Tom Nesi, author of the new book Poison Pills: The Untold Story of the Vioxx Drug Scandal, wants you to know what you're getting into when you pop a newly approved, heavily marketed prescription drug. A longtime director of public affairs at the pharmaceutical company Bristol-Myers Squibb, Nesi has more than 30 years' experience in medical communications and strategy. Now a writer and consultant, he comes off as no shill for the industry he once served.
His book focuses on the cautionary tale of Vioxx, the prescription painkiller that was pulled from the market after doctors belatedly realized that it caused heart, blood, and kidney problems—including some that were fatal. His broader objective, though, is to help consumers take advantage of good medicines while sidestepping the harm some can cause.
You say the most expensive drug you can take is a free sample. How is that?
They're very seductive—they're free. Merck distributed 17 million samples to 25,000 physicians and 375,000 patients. The problem is that if you've been doing fine on a 20-cent pill, you get the free sample for a month or two, then you have to go to the drugstore to fill the prescription and then it costs you $3 a pill.
You argue that in the context of pharmaceuticals, new is not always better. Why?
It's extremely important that people understand that, as extensively as a drug is tested before it's approved [by the Food and Drug Administration], it's still tested on a very small population. It's also tested on a very select population. Drug companies don't go out to try to find the sickest patients to test their drugs on.
[With older drugs], not only is there more data but more usage experience. Doctors know how to use it—they become familiar with it. An example in the pain market: When some of these non-steroidal anti-inflammatories were released, like Motrin and Aleve, they were actually given at doses that were too high. As the years go by, [drugs] can actually become safer.
As a veteran drug marketer, you warn consumers to beware huge marketing campaigns for new drugs. In fact, you urge people to ask their doctors for proof that new drugs are superior to older ones before accepting a prescription for the newer medicine.

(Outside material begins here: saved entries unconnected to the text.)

PR #1416, opened 2025-07-12
Translation Plugin QoL and Display improvements 

schu96:
Various QoL changes for display/fit
- Add lang to BRtranslateLayer
- Long hover over translated paragraph elements show scanned book image
- Enabled text selection for paragraph only
- Adjust font-size for visible page translated text paragraphs to prevent text overflow
- Minor styling changes throughout

### DIFF
--- a/src/BookReader/Mode2UpLit.js
+++ b/src/BookReader/Mode2UpLit.js
@@ -336,10 +336,12 @@ export class Mode2UpLit extends LitElement {
         },
         reduce: page.width / wToV(this.computePageWidth(page)),
       }).$container[0];
-
+    
+    // Should keep for initial render of the page
+    const wasVisible = pageContainerEl.classList.contains('BRpage-visible');
     const visibleStatus = pageContainerEl.classList.toggle('BRpage-visible', isVisible);
-    if (visibleStatus) {
-      this.br.trigger('pagevisible', {
+    if (visibleStatus && !wasVisible) {
+      this.br.trigger('pageVisible', {
         pageContainerEl,
       });
     }
@@ -604,7 +606,10 @@ export class Mode2UpLit extends LitElement {
       exitingPageAnimation.play();
       enteringPageAnimation.play();
 
-      nextPageContainers.forEach(c => c.$container.addClass('BRpage-visible'));
+      nextPageContainers.forEach(c => {
+        c.$container.addClass('BRpage-visible')
+
+      });
 
       await Promise.race([
         promisifyEvent(bookCenteringAnimation, 'finish'),
@@ -627,6 +632,11 @@ export class Mode2UpLit extends LitElement {
     this.visiblePages = (
       progression == 'lr' ? [nextSpread.left, nextSpread.right] : [nextSpread.right, nextSpread.left]
     ).filter(x => x);
+    nextPageContainers.forEach(c => {
+      this.br.trigger('pageVisible', {
+        pageContainerEl: c.$container[0]
+       });
+    });
   }
 
   /**
--- a/src/BookReader/Mode2UpLit.js
+++ b/src/BookReader/Mode2UpLit.js
@@ -337,7 +337,12 @@ export class Mode2UpLit extends LitElement {
         reduce: page.width / wToV(this.computePageWidth(page)),
       }).$container[0];
 
-    pageContainerEl.classList.toggle('BRpage-visible', isVisible);
+    const visibleStatus = pageContainerEl.classList.toggle('BRpage-visible', isVisible);
+    if (visibleStatus) {
+      this.br.trigger('pagevisible', {
+        pageContainerEl,
+      });
+    }
     return pageContainerEl;
   }
 
--- a/src/css/_TextSelection.scss
+++ b/src/css/_TextSelection.scss
@@ -135,26 +135,12 @@
     z-index: 3;
     --webkit-user-drag: none;
     user-select: text;
-    
-}
-
-.BRtranslateLayer .BRparagraphElementHover {
-    opacity: 0;
-    transition-delay: 1s;
-}
-
-.BRparagraphElement::selection {
-    background: hsla(210, 74%, 62%, 0.4);
-}
-.BRparagraphElement::-moz-selection {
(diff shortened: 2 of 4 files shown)


src/BookReader/Mode2UpLit.js
```diff
@@ -337,7 +337,12 @@ export class Mode2UpLit extends LitElement {
         reduce: page.width / wToV(this.computePageWidth(page)),
       }).$container[0];
 
-    pageContainerEl.classList.toggle('BRpage-visible', isVisible);
+    const visibleStatus = pageContainerEl.classList.toggle('BRpage-visible', isVisible);
+    if (visibleStatus) {
+      this.br.trigger('pagevisible', {
+        pageContainerEl,
+      });
+    }
```
cdrini: This is causing pagevisible to fire any time a scroll happens ; maybe only trigger it if it previously didn't have page-visible set? Ditto in 1up.

src/css/_TextSelection.scss
```diff
@@ -109,19 +116,45 @@
...
+    background: hsla(210, 74%, 62%, 0.4);
+    color:transparent;
 }
 
 .BRtranslateLayer .BRparagraphElement .BRlineElement {
     white-space: preserve-spaces;
     display: inline-block;
-    background: #f8edc0;
-    line-height: normal;
+    line-height: 1em;
```
cdrini: This will need to go on the BRparagraphElement, it's currently overriding the line height we set there.

src/css/_TextSelection.scss
```diff
@@ -109,19 +116,45 @@
...
     pointer-events: all;
+    backdrop-filter: none;
```
cdrini: Since this no longer has a background colour, this shouldn't be necessary here.
```suggestion
```

src/plugins/translate/plugin.translate.js
```diff
@@ -60,8 +60,25 @@ export class TranslatePlugin extends BookReaderPlugin {
...
+    this.br.on('pagevisible', (_, {pageContainerEl}) => {
+      const translationLayerEl = Array.from(pageContainerEl.childNodes).filter((ele) => {
+        return ele.classList.contains('BRtranslateLayer');
+      });
+      if (translationLayerEl) {
+        const translatedParagraphs = this.getTranslatedParagraphsOnPage(pageContainerEl);
+        for (const ele of translatedParagraphs) {
+          this.fitVisiblePage(ele);
+        }
+      }
```
cdrini: This can be done more simply with querySelectorAll, and removes the necessity for the helper function!

```js
for (const paragEl of pageContainerEl.querySelectorAll('.BRtranslateLayer > .BRparagraphElement')) {
    this.fitVisiblePage(paragEl);
}
```

src/plugins/translate/plugin.translate.js
```diff
@@ -156,6 +227,21 @@ export class TranslatePlugin extends BookReaderPlugin {
...
+  fitVisiblePage(ele) {
+    const originalFontSize = parseInt($(ele).css("font-size"));
+    let adjustedFontSize = `${originalFontSize - 1}px`;
+      while (ele.clientHeight < ele.scrollHeight) {
+        const currentFontSize = parseInt($(ele).css("font-size"));
+        adjustedFontSize = `${currentFontSize - 1}px`;
+        $(ele).css({
+          "font-size": adjustedFontSize,
+        });
+    }
```
cdrini, line 221: After the while loop would be a good place to adjust the line-height to fill up the space. This should work better than taking it from the original. Do note we'll have to remove the line-height we set up above, so that the default css specified for line height, 1em is set. That is necessary for being able to compute this. Something like:

```js
const textHeight = ele.firstElementChild.clientHeight;
const lines = textHeight / adjustedFontSize;
const newLineHeight = scrollHeight / lines;
$(ele).css({ "line-height": `${newLineHeight}px`  });
```

Then at this point, we should also set `text-align: justify`. Note in my testing I found this sometimes resulting in make the paragraph horizontally scrollable for some reason? So maybe before setting it, check if it needs to scroll horizontally, and if it doesn't also set `overflow: visible` on the paragraph.

Note we can only run this once when the line-height is 1em.

src/plugins/translate/plugin.translate.js
```diff
@@ -127,27 +154,71 @@ export class TranslatePlugin extends BookReaderPlugin {
...
           "margin-top": $(originalParagraphStyle).css("margin-top"),
           "top": $(originalParagraphStyle).css("top"),
           "height": $(originalParagraphStyle).css("height"),
-          "font-size": `${parseInt($(originalParagraphStyle).css("font-size")) - 3}px`,
           "width": $(originalParagraphStyle).css("width"),
+          "font-size": fontSize,
+          "line-height": `${lineHeightCalc}px`,
+        });
+
+        translatedParagraph.addEventListener('mousedown', (e) => {
```
cdrini, line 158: Let's drop the hover effect for now in light of our discussion with Jim; we will switch to the floating button later.

cdrini (changes requested):
Niiiice great work @schu96 ! This starting to look/feel like magic :blush:

A few tweaks to the code, and two extensions for `text-align: justify` and `line-height`.

src/plugins/translate/plugin.translate.js
```diff
@@ -156,6 +227,21 @@ export class TranslatePlugin extends BookReaderPlugin {
...
   };
 
+  /**
+   * @param {Element} ele 
+   */
+  fitVisiblePage(ele) {
+    const originalFontSize = parseInt($(ele).css("font-size"));
+    let adjustedFontSize = `${originalFontSize - 1}px`;
+      while (ele.clientHeight < ele.scrollHeight) {
+        const currentFontSize = parseInt($(ele).css("font-size"));
```
cdrini: Oh one last comment, can we avoid reading this from the HTML/parsing it, and instead use something like:

```js
let adjustFontSize = originalFontSize;
while (...) {
    adjustFontSize--;
    $(ele).css({ "font-size": `${adjustFontSize}px` });
}
```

I would say the larger the marketing campaign, the more you should use caution. I would also say if there are good drugs in a category—in a type of illness that you suffer from—that have been out there for a while, there's no reason not to use those first.
How long should a drug be on the market before you try it?
I don't think it hurts to wait a few years. If you are in acute need, if you're just suffering horrible pain, you've tried everything under the sun and you need a new drug, well, that's entirely different than if you're satisfied. I would say, if you're satisfied with your current therapy, stay with it.
You caution women, in particular, to find out about a new drug's safety before taking it.
We know that some drugs interfere with reproduction. Any woman who is planning to get pregnant, or who potentially could get pregnant, should definitely discuss that with their doctor.
How often do doctors actually recommend their patients stop taking a prescription that works for them and start a newer drug instead? And how often do patients ask to change a medication they're doing well on?
It happens all the time. There are whole huge campaigns based on what they call switching behavior. A classic example that has just earned billions of dollars for no apparent reason: There was a drug I worked on, a very good drug called Prilosec, for treating heartburn, and AstraZeneca, the company that had the patent, wanted to keep making money after Prilosec went off [patent], so they came up with a successor drug called Nexium, which is "the little purple pill." I remember working with a colleague [who, after looking at the preliminary data,] was just astounded and said, "Nexium doesn't work any better."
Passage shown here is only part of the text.